=== Data to process ===

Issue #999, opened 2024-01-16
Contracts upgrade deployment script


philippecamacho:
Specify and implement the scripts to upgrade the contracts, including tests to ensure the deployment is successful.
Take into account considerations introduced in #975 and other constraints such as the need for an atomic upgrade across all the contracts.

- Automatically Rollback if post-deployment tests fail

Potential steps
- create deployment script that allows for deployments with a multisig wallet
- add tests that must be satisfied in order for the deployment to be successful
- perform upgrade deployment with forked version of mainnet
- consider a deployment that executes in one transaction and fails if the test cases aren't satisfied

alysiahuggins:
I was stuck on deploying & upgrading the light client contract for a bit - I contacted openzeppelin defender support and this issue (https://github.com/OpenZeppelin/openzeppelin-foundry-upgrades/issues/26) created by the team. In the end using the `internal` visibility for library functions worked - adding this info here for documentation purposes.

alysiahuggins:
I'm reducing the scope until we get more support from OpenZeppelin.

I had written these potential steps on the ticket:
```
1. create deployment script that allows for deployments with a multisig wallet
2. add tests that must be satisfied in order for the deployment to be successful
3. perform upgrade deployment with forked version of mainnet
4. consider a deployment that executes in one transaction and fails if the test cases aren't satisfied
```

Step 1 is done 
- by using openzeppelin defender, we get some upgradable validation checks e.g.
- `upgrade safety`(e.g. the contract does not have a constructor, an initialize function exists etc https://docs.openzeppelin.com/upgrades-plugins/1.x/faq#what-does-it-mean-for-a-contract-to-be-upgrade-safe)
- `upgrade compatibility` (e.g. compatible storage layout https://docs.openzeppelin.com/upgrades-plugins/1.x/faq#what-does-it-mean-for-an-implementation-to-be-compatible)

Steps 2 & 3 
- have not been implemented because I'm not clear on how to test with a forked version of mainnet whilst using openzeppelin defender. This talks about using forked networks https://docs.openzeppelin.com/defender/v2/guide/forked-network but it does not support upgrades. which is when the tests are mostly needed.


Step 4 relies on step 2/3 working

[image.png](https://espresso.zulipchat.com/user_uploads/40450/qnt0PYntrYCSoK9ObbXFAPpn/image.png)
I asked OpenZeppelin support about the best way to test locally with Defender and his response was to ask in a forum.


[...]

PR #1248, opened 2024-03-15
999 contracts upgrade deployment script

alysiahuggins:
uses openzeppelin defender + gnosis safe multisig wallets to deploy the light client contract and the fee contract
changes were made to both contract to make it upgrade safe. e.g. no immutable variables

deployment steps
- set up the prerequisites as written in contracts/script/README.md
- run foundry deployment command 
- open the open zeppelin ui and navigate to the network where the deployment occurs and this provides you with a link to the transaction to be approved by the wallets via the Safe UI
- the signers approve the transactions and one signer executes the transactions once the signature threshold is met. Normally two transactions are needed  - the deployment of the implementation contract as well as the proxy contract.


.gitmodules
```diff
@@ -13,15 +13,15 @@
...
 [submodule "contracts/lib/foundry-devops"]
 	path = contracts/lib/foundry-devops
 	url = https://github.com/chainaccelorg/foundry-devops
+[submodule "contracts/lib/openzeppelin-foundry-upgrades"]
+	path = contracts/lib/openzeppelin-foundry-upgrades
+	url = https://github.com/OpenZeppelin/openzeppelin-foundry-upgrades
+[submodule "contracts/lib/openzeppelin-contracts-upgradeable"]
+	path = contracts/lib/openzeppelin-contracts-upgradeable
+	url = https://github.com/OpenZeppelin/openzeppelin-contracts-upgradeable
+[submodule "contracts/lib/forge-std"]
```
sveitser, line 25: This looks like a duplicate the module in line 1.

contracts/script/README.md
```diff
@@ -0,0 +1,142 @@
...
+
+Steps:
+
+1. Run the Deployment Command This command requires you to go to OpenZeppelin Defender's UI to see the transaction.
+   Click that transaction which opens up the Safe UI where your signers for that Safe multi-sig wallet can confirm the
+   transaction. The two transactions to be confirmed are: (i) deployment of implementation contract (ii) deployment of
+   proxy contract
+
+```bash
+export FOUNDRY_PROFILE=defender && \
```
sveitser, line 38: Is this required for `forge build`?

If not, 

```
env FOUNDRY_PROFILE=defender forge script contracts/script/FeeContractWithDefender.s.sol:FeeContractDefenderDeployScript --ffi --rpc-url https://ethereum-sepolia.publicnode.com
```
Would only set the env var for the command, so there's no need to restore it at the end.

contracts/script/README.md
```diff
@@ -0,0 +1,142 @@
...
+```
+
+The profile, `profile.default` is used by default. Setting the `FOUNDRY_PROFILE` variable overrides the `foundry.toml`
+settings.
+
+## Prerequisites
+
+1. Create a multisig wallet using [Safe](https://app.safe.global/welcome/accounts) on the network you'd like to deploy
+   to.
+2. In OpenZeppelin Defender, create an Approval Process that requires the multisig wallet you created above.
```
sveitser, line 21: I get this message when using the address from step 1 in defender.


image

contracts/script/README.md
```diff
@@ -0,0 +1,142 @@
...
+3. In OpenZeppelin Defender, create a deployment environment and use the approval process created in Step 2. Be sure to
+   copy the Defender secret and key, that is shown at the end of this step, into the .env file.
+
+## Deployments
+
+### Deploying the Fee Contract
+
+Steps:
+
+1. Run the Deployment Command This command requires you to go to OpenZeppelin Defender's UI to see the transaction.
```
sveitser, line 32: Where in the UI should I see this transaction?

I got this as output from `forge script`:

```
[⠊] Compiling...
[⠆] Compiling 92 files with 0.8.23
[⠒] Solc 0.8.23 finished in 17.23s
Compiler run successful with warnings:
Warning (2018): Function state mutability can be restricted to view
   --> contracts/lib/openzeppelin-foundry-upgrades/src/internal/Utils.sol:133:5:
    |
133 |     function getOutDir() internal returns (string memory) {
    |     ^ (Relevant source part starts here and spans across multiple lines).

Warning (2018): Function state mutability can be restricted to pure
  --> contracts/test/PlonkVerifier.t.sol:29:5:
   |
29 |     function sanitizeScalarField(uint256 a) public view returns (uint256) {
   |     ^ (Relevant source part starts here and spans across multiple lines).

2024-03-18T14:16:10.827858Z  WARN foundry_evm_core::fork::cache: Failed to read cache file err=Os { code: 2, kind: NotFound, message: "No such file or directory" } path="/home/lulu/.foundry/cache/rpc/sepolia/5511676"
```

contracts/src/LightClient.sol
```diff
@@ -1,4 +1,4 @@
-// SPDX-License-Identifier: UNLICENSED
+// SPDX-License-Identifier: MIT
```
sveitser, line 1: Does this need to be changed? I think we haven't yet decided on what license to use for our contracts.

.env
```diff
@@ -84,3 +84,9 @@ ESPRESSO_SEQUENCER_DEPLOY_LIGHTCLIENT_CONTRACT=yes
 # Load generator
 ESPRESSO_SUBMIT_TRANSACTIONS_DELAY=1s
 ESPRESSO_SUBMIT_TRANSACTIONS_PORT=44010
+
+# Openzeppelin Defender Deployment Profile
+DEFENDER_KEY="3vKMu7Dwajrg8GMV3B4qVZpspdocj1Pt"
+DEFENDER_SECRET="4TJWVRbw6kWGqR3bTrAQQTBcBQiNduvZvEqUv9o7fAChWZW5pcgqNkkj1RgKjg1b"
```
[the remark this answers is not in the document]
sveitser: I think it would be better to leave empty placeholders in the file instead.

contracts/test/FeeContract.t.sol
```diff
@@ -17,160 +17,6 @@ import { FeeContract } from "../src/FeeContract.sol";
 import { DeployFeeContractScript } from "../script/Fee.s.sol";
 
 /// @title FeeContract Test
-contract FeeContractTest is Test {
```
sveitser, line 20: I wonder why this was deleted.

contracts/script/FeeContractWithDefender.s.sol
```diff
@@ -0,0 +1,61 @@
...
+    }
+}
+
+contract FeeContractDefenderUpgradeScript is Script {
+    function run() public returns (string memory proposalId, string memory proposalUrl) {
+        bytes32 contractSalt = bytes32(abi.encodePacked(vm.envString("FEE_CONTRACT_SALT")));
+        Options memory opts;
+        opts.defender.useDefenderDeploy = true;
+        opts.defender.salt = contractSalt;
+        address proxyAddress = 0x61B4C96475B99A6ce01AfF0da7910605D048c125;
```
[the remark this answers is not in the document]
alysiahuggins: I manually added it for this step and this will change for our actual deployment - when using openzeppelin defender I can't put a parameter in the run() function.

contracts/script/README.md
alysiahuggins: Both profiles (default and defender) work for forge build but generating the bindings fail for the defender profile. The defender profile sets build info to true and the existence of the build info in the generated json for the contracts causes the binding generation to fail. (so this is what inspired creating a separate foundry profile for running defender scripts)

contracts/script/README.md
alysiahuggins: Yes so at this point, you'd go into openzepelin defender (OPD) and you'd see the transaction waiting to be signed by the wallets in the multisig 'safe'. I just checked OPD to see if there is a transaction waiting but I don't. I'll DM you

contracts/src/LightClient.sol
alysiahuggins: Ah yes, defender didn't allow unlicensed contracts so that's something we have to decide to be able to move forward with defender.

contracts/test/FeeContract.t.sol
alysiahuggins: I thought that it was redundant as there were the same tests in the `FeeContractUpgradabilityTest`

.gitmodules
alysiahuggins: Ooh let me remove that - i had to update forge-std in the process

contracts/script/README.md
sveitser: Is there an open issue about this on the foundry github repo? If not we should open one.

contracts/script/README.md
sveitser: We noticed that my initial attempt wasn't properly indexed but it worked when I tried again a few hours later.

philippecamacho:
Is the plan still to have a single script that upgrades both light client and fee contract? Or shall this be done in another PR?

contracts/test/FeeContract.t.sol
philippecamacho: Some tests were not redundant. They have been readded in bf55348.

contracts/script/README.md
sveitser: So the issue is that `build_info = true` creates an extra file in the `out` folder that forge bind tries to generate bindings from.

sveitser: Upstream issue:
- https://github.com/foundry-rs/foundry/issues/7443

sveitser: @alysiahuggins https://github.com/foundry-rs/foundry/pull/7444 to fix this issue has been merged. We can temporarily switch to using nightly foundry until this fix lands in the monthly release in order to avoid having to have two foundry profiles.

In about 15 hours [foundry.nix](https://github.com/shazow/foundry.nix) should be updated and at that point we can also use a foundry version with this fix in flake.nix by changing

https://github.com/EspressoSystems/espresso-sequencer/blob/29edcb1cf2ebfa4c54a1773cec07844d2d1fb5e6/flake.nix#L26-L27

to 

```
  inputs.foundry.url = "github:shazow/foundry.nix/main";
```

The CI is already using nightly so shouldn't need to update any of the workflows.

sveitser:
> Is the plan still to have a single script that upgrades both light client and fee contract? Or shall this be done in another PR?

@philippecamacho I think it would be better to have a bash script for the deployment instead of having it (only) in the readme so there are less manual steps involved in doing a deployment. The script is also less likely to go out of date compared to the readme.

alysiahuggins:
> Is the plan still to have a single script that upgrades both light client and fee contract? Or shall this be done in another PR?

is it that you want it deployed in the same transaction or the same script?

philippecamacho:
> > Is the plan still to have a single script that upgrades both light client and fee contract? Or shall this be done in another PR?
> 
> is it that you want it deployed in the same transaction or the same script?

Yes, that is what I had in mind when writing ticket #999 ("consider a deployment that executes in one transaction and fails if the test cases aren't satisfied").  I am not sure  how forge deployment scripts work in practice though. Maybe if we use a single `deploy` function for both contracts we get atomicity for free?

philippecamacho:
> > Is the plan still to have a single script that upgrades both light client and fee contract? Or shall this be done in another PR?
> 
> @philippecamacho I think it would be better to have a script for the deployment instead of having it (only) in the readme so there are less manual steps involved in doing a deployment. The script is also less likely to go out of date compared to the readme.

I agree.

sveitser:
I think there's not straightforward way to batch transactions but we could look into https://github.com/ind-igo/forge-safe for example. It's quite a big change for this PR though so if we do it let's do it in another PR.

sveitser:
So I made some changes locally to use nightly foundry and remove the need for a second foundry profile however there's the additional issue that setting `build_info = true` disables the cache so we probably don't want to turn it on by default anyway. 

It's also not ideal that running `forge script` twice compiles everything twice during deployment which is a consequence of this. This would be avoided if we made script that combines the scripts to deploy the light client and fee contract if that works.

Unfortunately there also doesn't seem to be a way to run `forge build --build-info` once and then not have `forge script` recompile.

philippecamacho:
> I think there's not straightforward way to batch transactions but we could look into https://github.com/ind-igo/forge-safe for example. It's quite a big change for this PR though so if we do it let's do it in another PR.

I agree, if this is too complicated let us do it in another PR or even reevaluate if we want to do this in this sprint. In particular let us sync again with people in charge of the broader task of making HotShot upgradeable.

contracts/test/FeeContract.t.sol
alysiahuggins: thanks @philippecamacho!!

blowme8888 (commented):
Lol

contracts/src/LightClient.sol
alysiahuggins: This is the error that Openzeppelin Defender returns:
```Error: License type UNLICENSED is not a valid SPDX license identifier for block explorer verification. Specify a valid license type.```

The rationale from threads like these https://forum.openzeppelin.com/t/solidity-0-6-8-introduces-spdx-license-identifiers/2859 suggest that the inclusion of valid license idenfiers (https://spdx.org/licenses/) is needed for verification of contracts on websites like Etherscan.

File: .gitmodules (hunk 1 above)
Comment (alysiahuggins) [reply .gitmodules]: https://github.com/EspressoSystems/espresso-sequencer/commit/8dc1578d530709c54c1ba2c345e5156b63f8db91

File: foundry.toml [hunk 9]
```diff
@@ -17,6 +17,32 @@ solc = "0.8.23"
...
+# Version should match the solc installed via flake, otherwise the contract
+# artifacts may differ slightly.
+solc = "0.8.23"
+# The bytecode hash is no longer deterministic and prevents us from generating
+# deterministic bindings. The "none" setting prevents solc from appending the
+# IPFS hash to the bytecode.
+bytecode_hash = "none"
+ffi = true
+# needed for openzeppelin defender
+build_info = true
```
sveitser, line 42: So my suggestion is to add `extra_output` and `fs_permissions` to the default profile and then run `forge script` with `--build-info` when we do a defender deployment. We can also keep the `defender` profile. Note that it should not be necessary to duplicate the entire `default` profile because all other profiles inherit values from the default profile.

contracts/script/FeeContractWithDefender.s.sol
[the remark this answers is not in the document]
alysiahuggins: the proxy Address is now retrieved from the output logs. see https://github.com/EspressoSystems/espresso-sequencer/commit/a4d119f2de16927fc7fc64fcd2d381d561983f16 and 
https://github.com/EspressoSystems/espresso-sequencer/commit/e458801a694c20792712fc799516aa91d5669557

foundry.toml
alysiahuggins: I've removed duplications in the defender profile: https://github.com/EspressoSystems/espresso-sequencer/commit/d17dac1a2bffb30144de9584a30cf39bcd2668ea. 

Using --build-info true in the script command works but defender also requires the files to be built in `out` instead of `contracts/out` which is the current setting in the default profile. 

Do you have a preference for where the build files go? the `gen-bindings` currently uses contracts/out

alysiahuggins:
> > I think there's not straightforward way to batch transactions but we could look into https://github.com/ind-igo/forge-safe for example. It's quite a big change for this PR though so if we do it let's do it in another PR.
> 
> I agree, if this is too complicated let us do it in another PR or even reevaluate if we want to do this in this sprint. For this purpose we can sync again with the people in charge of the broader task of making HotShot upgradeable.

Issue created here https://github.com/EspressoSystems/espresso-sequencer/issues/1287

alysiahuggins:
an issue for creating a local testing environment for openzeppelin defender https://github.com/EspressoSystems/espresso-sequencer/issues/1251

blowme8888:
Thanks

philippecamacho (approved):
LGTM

===

Copy every line from the data that includes the string "sync".

I agree, if this is too complicated let us do it in another PR or even reevaluate if we want to do this in this sprint. In particular let us sync again with people in charge of the broader task of making HotShot upgradeable.
> I agree, if this is too complicated let us do it in another PR or even reevaluate if we want to do this in this sprint. For this purpose we can sync again with the people in charge of the broader task of making HotShot upgradeable.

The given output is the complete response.